The following is an example of pseudocode for a subprogram that scans through a list of data to determine the minimum number.
findMinimum subprogram
subprogram findMinimum (numList) |
numOfItems = number of items in the list |
minimum = value of the first item in the list |
itemNum = 2 |
repeat while (itemNum<=numOfItems) |
if value of itemNum < minimum |
minimum = value of itemNum |
itemNum = itemNum + 1 |
The following is an example of pseudocode for a subprogram that scans through a list of data to determine the maximum number.
findMaximum subprogram
subprogram findMaximum (numList) |
numOfItems = number of items in the list |
minimum = value of the first item in the list |
itemNum = 2 |
repeat while (itemNum<=numOfItems) |
if value of itemNum < maximum |
maximum = value of itemNum |
itemNum = itemNum + 1 |
The following is an example of pseudocode that calls up the two subprograms to determine the range.
main program
range = 0.00 |
run subprogram findMaximum |
run subprogram findMinimum |
range = maximum - minimum |
output “The range of the set of values is,” range |
Pseudocode does not represent a specific programming language.
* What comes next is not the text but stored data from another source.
PR #203, opened 2020-11-10
Move ristretto255 suite to SHA-512 for better alignment with Ed25519.

### LINKED ISSUE #200: Change SHA-256 to SHA-512 for Ristretto255
Hello,

in https://github.com/cfrg/draft-irtf-cfrg-voprf/blob/72ad54bba21da719456d85d3a12304410f83448d/draft-irtf-cfrg-voprf.md#oprfristretto255-sha-256, it is specified to use SHA-256 with Ristretto255. SHA-256 outputs 32 bytes.

https://tools.ietf.org/html/draft-irtf-cfrg-ristretto255-decaf448-00#section-4.3.4 states that the one-way map operates on 64-byte strings.

The hash function to be used should be SHA-512, which outputs 64 bytes, as described in https://tools.ietf.org/html/draft-irtf-cfrg-hash-to-curve-10#appendix-B for the `ristretto255_XMD:SHA-512_R255MAP_RO_` cipher suite.

chris-wood:
Closes #200.

cc @bytemare, @jedisct1

### DIFF
--- a/draft-irtf-cfrg-voprf.md
+++ b/draft-irtf-cfrg-voprf.md
@@ -945,21 +945,21 @@ and serialization functionalities.
 Applications should take caution in using ciphersuites targeting P-256
 and ristretto255. See {{cryptanalysis}} for related discussion.
 
-## OPRF(ristretto255, SHA-256)
+## OPRF(ristretto255, SHA-512)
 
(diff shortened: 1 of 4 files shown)


jedisct1:
Looks good!

armfazh (approved):

bytemare:
Looks good to me :)

PR #210, opened 2020-11-12
Pads bytestrings with zeros and fixes endianess

### LINKED ISSUE #209: Invalid encodings in test vectors
Hello,

I tried testing my implementation in Go with the vectors found here: https://github.com/cfrg/draft-irtf-cfrg-voprf/blob/8ec42c73db97a862827b8eec959a4df3d031adec/poc/vectors/allVectors.json

I encounter errors decoding private key values for Ristretto255. Stripping the 0x, the value is of length 63, which is odd, and Go's `hex.DecodeString()` returns the error `"encoding/hex: odd length hex string"`. I suppose something went wrong with generating these values.

Maybe testing the values generated by https://github.com/cfrg/draft-irtf-cfrg-voprf/blob/8ec42c73db97a862827b8eec959a4df3d031adec/poc/test_oprf.sage would detect this kind of issues earlier.

armfazh:
the `hex` function didn't pad with zeros and issues with endianess.

 - Included a function for padding, so all byte strings are of even length.
 - Removes '0x' prefix because the array of bytes can be either in big-endian (256-384-521) or little-endian order (255-448).
 - batch is an integer.

Fixes #209


bytemare:
Hi,

I just tested with these new padded values, and hex encoding now seems valid. Thanks!

bytemare:
On the other hand, I get an `"invalid scalar encoding"` error when using decoded `skSm` values for Ristretto255 using https://github.com/gtank/ristretto255/blob/9e5f56cbf4b15d3a98c048363d8d52fe11e0e2d0/internal/scalar/scalar.go#L76

poc/groups.sage
```diff
@@ -124,6 +121,9 @@ class GroupNISTCurve(Group):
             y = -y
         return self.curve(self.F(x), self.F(y))
 
+    def serialize_scalar(self, scalar):
+        return I2OSP(scalar%self.order(), int(ceil(len(self.p.bits())/8)))
```
chris-wood, line 125:
```suggestion
        return I2OSP(scalar % self.order(), int(ceil(len(self.p.bits()) / 8)))
```

poc/groups.sage
```diff
@@ -176,6 +173,9 @@ class GroupRistretto255(Group):
     def deserialize(self, encoded):
         return Ed25519Point().decode(encoded)
 
+    def serialize_scalar(self, scalar):
+        return I2OSP(scalar%self.order(), 32)[::-1]
```
chris-wood, line 177:
```suggestion
        return I2OSP(scalar % self.order(), 32)[::-1]
```

poc/groups.sage
```diff
@@ -206,6 +203,9 @@ class GroupDecaf448(Group):
     def deserialize(self, encoded):
         return Ed448GoldilocksPoint().decode(encoded)
 
+    def serialize_scalar(self, scalar):
+        return I2OSP(scalar%self.order(), 56)[::-1]
```
chris-wood, line 207:
```suggestion
        return I2OSP(scalar % self.order(), 56)[::-1]
```

chris-wood:
This seems to work: https://play.golang.org/p/SHILTLDHRZ3

@bytemare, can you please check the vectors?

chris-wood (approved):

PR #217, opened 2020-11-23
Add clarifications about batching.

### LINKED ISSUE #201: Clarifications on BatchedEvaluation
Hello,

reading the latest version of the draft, there are very few explanations about batching inputs/evaluations. For the reader unfamiliar with the subject it is not clear what these are about.

From what I understand from a conversation with @chris-wood:
the mechanism works in a situation where a client requests multiple evaluations and could do it by sending all blinded inputs at once. The server would then evaluate them all but have a single proof for them all, and send this single proof back with the individual evaluations.
So, for N blinded inputs from the client, instead of having N requests, N evaluations, N proofs, and N responses, we would bring that down to  1 proof and 1 request-response carrying the N blinded inputs and N evaluations.

Is this correct?

bytemare:
Closes #201.

### DIFF
--- a/draft-irtf-cfrg-voprf.md
+++ b/draft-irtf-cfrg-voprf.md
@@ -925,6 +925,21 @@ def Unblind(blind, evaluatedElement, blindedElement, pkS, proof):
   return unblindedElement
 ~~~
 
+### Batching
+
+Clients that need multiple verifiable evaluations would make as much requests
+to the server. Batching the inputs enables the server to evaluate them all
+individually and to compute a single NIZK proof for the whole set at once.
+
+With this technique, the client sends a set of blindedElements to the server,
+and the server responds with the set of evaluatedElements and the proof object
+(proofC and proofS).
+
+The optimization takes place in the ComputeComposites function, and therefore
+benefits both the server and the client. Hence, for N blinded inputs from the
+client, instead of having N requests, N evaluations, N proofs, and N responses,
+we would bring that down to N evaluations and 1 proof in 1 roundtrip.
+
 # Ciphersuites {#ciphersuites}
 
 A ciphersuite (also referred to as 'suite' in this document) for the protocol
--- a/draft-irtf-cfrg-voprf.md
+++ b/draft-irtf-cfrg-voprf.md
@@ -937,8 +937,9 @@ and the server responds with the set of evaluatedElements and a single proof obj
 
 The optimization takes place in the ComputeComposites function, and therefore
 benefits both the server and the client. Hence, for N blinded inputs from the
-client, instead of having N requests, N evaluations, N proofs, and N responses,
-we would bring that down to N evaluations and 1 proof in 1 roundtrip.
+client, instead of having N roundtrips for fetching N evaluations and N proofs,
+we would bring that down to a single roudtrip carrying N evaluations and 
+one proof.
 
 # Ciphersuites {#ciphersuites}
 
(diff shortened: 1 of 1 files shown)


draft-irtf-cfrg-voprf.md
```diff
@@ -925,6 +925,21 @@ def Unblind(blind, evaluatedElement, blindedElement, pkS, proof):
   return unblindedElement
 ~~~
 
+### Batching
```
chris-wood, line 928: This text is somewhat redundant with what's in the "Batching inputs" section. Would it be possible to add this paragraph to the end of that section? 

```
In particular, servers can produce a single, constant-sized proof for N 
client inputs, rather than one proof per client input. This optimization 
benefits clients and servers since it amortizes the cost of proof generation 
and bandwidth across multiple requests.
```

chris-wood (changes requested):
Thanks for the text! I think this can be simplified somewhat and merged with already existing text. Please let me know what you think of the suggestion.

draft-irtf-cfrg-voprf.md
```diff
@@ -925,6 +925,21 @@ def Unblind(blind, evaluatedElement, blindedElement, pkS, proof):
...
+individually and to compute a single NIZK proof for the whole set at once.
+
+With this technique, the client sends a set of blindedElements to the server,
+and the server responds with the set of evaluatedElements and the proof object
+(proofC and proofS).
+
+The optimization takes place in the ComputeComposites function, and therefore
+benefits both the server and the client. Hence, for N blinded inputs from the
+client, instead of having N requests, N evaluations, N proofs, and N responses,
+we would bring that down to N evaluations and 1 proof in 1 roundtrip.
```
armfazh, line 941: Feel free to edit as needed.

```suggestion
benefits both the server and the client. Hence, for N blinded inputs from the
client, instead of having N roundtrips for fetching N evaluations and N proofs,
we would bring that down to a single roudtrip carrying N evaluations and 
one proof.
```

draft-irtf-cfrg-voprf.md
armfazh, line 928: Does batching deserves its own section to highlight its relevance?

```suggestion
## Batching
```

armfazh (commented):
Some comments

draft-irtf-cfrg-voprf.md
bytemare: Do you mean dropping this (@armfazh suggestions have been included)

> ## Batching
> 
> Clients that need multiple verifiable evaluations would make as many requests
> to the server. Batching the inputs enables the server to evaluate them all
> individually and to compute a single NIZK proof for the whole set at once.
> 
> With this technique, the client sends a set of blindedElements to the server,
> and the server responds with the set of evaluatedElements and a single proof object
> (proofC and proofS).
> 
> The optimization takes place in the ComputeComposites function, and therefore
> benefits both the server and the client. Hence, for N blinded inputs from the
> client, instead of having N roundtrips for fetching N evaluations and N proofs,
> we would bring that down to a single roundtrip carrying N evaluations and 
> one proof.

and adding your paragraph to `##### Batching inputs` instead? Or merging the suggestions and adding them to `##### Batching inputs`?

chris-wood: I suggest the former! I think the proposed text (with @armfazh's suggestions) have more words than are needed.

bytemare: Indeed, it's much more concise. May I suggest adding the notion of the client sending the batch in a single request, though? So it's undoubtedly clear to the reader it's not about sparse elements the client sends over time.

How about this:
> In particular, servers can produce a single, constant-sized proof for N 
> client inputs sent in a single request, rather than one proof per client
> input. This optimization benefits clients and servers since it amortizes
> the cost of proof generation and bandwidth across multiple requests.

chris-wood: Looks good!

armfazh (approved):

chris-wood (approved):

PR #218, opened 2020-11-24
Add DST to JSON test vectors.

### LINKED ISSUE #215: Add h2c DST in test vectors
I suggest adding the DST used for hash-to-group and hash-to-scalar in the test vectors, just like info. This would allow identifying the correct assembly of that DST before trying to hash anything and fail early.

Since I can't install Sage on my working machine right now, here is the suggested line I think would allow this to be added.

test_oprf.sage, line 121
``` 
vecSuite["skSm"] = to_hex(group.serialize_scalar(server.skS))
+ vecSuite["dst"] = to_hex(_as_bytes("VOPRF06-HashToGroup-") + I2OSP(self.mode, 1) + I2OSP(self.suite.identifier, 2) )
if self.mode == mode_verifiable:
```

chris-wood:
Closes #215.

cc @bytemare


bytemare:
Oh my, I was just doing it this very moment! Thanks :)

poc/ristretto_decaf.sage
```diff
@@ -414,7 +414,8 @@ def testMapDecaf(cls):
     exp = bytearray.fromhex("f4ccb31d263731ab88bed634304956d2603174c66da38742053fa37dd902346c3862155d68db63be87439e3d68758ad7268e239d39c4fd3b")
     assert P.encode() == exp
 
-testVectorsRistretto(Ed25519Point)
-testVectorsDecaf(Ed448GoldilocksPoint)
-testMapRistretto(Ed25519Point)
-testMapDecaf(Ed448GoldilocksPoint)
+def test():
```
armfazh, line 417: test is not called

armfazh (approved):

poc/ristretto_decaf.sage
chris-wood: Yeah, it was noisy output. We should fix how we run all the tests here, include those for dependencies (like h2c).

PR #229, opened 2021-02-20
Drop UnblindedElement output from test vectors.

chris-wood:
I missed this in #227. Thanks, @bytemare!


chris-wood:
@alxdavids can you please review and merge if this work?

poc/oprf.sage
```diff
@@ -205,6 +206,25 @@ class VerifiableClientContext(ClientContext,Verifiable):
...
         return unblinded_elements
 
+    def finalize_batch(self, xs, blinds, evaluated_elements, blinded_elements, proof):
+        assert(len(blinds) == len(evaluated_elements))
+        assert(len(evaluated_elements) == len(blinded_elements))
+
+        unblinded_elements = self.unblind_batch(blinds, evaluated_elements, blinded_elements, proof)
+
+        outputs = []
+        finalizeDST = _as_bytes("VOPRF06-Finalize-") + self.context_string
```
alxdavids, line 216: Nit: should we use a different DST when batching?

alxdavids (approved):
LGTM, one nit around batching, but I don't have a strong opinion either way.

poc/oprf.sage
chris-wood: Since this is just an optimization, I think the output should be the same.

chris-wood:
I [made these changes in CIRCL](https://github.com/cloudflare/circl/pull/217) and they seem to pass. So I'm merging this as-is.

PR #2039, opened 2026-08-04
Use R2 credential region for uploads

Stevenjin8:
manual cherry pick of https://github.com/istio/ztunnel/pull/2029 to unblock release


Stevenjin8:
lets just use the cherry pick commit that comes out of https://github.com/istio/ztunnel/pull/2029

It can be adapted to work with a variety of programming languages and/or environments.
D1.3
create a scatter plot to represent the relationship between two variables, determine the correlation between these variables by testing different regression models using technology, and use a model to make predictions when appropriate
- two variables with relationships:
- the fuel consumption of a car and its speed
- the amount of saturated fats (in grams) and the number of calories in different granola bars
- the amount of money borrowed and the interest rate that is offered
- the size of the labour force and the employment rate
- correlation:
- use of the correlation coefficient r to describe the strength and the direction of a linear relationship between two variables
- strong positive linear correlation:
- weak positive linear correlation:
- regression models constructed using technology:
- linear regression models
- non-linear regression models
Teachers can:
- support students in describing the relationship observed on the scatter plot by discussing the direction (positive or negative), strength (strong, moderate, or weak), outliers, and form (linear or non-linear);
- ensure students have access to appropriate technological tools (e.g., statistical software, spreadsheets, coding environments when creating the scatter plot, determining the correlation, and testing different regression models;
- highlight, through the use of technology, linear and non-linear regression models as applications of linear and non-linear relations;
- support students in selecting the appropriate strategies to make predictions;
- facilitate conversations with students about when a regression model is and is not appropriate for making predictions;
- support students in expanding their communicative repertoire to include a broader range of related terminology and conventions, particularly for English language learners.
- How do you make a scatter plot?
- What is the purpose of a scatter plot?
- In what ways can you describe the relationship between two variables on a scatter plot?
- What information does the correlation coefficient give us?
- How do outliers influence the value of the correlation coefficient?
- What is the difference between correlation and causation?
- What are the limitations involved in making predictions using regression models?
Have students create a scatter plot to show the relationship between average temperature and average wind speed at a given location over a period of time. Have students determine the appropriate regression model and use it to make predictions.
Give students different regression models of the same set of two-variable data and have them determine which model best represents the relationship.
Have students arrange six scatter plots of varying correlations according to the direction and strength of the association, and explain their reasoning.